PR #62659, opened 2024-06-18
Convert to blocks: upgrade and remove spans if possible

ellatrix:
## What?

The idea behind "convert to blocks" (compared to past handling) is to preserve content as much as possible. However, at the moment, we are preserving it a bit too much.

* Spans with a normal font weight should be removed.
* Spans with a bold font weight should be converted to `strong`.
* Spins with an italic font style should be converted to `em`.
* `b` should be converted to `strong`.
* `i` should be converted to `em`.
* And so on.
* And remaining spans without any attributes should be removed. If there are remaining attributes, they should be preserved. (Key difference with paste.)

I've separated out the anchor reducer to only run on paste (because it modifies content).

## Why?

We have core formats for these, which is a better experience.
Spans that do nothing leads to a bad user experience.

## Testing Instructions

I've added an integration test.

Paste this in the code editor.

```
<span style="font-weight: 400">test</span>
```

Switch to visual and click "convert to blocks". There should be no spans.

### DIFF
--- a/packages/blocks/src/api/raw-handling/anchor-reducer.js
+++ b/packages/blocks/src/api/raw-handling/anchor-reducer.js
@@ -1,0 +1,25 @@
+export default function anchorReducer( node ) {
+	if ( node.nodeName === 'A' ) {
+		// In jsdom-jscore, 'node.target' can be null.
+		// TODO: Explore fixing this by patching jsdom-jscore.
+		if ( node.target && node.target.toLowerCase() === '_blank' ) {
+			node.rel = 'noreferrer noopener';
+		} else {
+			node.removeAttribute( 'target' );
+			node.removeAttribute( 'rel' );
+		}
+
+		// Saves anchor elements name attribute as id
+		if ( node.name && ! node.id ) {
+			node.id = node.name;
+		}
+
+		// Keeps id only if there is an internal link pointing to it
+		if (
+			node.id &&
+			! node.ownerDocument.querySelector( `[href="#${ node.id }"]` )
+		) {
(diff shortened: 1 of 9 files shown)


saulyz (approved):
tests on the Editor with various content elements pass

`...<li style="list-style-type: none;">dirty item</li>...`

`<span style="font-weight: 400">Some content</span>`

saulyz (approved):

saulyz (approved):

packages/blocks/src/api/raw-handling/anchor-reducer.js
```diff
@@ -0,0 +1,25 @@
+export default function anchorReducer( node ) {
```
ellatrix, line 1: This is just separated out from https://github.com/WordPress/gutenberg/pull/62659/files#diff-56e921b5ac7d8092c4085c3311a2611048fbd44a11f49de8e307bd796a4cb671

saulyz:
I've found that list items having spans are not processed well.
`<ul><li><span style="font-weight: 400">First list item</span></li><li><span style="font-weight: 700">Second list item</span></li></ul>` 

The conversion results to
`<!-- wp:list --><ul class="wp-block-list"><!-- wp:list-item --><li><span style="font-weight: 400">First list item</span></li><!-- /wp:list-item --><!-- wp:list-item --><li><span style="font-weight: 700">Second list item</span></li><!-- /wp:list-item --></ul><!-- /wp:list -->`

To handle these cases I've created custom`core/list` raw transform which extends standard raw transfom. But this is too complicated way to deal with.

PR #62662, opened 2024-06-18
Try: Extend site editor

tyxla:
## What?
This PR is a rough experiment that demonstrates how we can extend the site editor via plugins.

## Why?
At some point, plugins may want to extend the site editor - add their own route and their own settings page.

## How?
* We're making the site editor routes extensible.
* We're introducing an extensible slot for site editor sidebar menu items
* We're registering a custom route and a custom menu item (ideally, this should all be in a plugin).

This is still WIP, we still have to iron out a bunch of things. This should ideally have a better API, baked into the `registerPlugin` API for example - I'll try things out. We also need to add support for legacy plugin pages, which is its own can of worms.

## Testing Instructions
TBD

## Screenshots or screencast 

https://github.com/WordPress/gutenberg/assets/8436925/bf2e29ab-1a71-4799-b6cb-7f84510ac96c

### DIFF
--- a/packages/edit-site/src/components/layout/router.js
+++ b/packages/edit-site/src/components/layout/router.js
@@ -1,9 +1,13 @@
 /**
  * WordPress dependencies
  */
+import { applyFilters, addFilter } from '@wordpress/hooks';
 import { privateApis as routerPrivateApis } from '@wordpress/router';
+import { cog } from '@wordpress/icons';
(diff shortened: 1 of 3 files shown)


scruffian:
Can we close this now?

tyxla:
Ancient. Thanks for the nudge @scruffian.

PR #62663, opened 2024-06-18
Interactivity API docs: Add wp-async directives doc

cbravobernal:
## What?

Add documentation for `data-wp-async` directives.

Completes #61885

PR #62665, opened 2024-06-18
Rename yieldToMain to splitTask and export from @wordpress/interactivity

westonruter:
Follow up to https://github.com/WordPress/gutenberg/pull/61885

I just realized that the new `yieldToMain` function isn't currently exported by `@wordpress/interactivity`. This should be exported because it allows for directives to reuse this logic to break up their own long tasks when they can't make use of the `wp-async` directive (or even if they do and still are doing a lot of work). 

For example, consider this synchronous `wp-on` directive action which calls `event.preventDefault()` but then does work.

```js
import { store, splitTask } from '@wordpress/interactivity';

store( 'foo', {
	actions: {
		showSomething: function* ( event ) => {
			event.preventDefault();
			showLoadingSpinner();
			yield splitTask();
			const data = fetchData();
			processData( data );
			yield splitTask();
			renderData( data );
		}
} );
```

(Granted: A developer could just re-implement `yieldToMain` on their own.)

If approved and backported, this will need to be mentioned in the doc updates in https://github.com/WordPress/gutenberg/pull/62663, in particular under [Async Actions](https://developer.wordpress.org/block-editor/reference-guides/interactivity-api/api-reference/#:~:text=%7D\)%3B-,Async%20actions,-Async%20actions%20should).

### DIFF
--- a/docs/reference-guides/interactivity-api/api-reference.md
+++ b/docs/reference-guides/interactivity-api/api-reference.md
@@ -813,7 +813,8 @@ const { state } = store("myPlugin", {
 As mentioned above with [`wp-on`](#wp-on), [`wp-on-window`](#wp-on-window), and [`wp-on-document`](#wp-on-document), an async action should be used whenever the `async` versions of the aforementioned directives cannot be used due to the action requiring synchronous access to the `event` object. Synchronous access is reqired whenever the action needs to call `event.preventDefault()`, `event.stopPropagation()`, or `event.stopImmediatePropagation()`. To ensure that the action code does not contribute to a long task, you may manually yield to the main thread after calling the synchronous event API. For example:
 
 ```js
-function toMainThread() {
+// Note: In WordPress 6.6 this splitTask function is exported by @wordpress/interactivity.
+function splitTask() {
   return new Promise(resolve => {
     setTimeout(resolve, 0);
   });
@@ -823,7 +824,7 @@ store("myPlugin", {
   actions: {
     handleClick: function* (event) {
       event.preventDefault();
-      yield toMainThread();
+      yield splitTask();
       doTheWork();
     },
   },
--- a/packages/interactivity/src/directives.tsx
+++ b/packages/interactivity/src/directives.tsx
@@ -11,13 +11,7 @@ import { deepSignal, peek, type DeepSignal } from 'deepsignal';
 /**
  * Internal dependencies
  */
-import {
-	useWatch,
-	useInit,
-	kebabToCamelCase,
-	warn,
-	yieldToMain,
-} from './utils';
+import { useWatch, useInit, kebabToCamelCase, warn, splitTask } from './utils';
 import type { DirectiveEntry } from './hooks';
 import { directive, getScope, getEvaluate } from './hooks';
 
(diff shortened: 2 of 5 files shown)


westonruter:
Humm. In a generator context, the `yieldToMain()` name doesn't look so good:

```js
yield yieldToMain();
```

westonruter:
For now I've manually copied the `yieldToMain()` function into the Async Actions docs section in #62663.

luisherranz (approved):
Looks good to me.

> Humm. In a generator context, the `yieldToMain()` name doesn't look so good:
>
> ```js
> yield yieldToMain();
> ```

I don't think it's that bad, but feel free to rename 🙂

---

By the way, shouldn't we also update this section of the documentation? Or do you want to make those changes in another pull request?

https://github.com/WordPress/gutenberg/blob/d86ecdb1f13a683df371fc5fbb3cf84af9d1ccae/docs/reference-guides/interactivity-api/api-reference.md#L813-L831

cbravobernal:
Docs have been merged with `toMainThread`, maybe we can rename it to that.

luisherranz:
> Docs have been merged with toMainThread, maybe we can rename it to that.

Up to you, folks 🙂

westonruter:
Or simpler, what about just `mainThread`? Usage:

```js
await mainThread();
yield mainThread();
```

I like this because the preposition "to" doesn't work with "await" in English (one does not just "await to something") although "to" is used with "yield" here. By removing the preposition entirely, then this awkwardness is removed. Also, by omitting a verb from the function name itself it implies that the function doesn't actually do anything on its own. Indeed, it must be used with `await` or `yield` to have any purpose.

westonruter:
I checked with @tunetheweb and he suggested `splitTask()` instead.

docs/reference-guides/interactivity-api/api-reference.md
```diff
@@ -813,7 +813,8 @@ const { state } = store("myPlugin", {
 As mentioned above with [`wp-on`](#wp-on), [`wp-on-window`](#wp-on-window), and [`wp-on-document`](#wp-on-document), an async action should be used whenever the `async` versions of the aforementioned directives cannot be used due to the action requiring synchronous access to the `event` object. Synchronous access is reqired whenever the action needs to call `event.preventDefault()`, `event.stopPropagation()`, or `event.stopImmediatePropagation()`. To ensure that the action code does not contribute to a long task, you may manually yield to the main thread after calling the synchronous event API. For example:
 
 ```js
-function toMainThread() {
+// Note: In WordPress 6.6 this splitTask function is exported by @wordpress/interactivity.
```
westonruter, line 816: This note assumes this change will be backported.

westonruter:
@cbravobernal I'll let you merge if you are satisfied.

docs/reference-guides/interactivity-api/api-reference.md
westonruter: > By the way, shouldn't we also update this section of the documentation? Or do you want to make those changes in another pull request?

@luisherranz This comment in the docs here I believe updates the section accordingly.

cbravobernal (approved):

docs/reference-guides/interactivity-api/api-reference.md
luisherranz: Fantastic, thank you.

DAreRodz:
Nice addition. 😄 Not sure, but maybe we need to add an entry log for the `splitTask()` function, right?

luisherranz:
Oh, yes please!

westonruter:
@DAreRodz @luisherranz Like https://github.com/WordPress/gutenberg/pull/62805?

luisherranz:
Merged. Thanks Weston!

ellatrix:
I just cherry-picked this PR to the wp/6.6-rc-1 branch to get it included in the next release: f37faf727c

- Your task -
Show all lines in the entries above where the string "shouldn" appears.

- Result of this task -
By the way, shouldn't we also update this section of the documentation? Or do you want to make those changes in another pull request?
westonruter: > By the way, shouldn't we also update this section of the documentation? Or do you want to make those changes in another pull request?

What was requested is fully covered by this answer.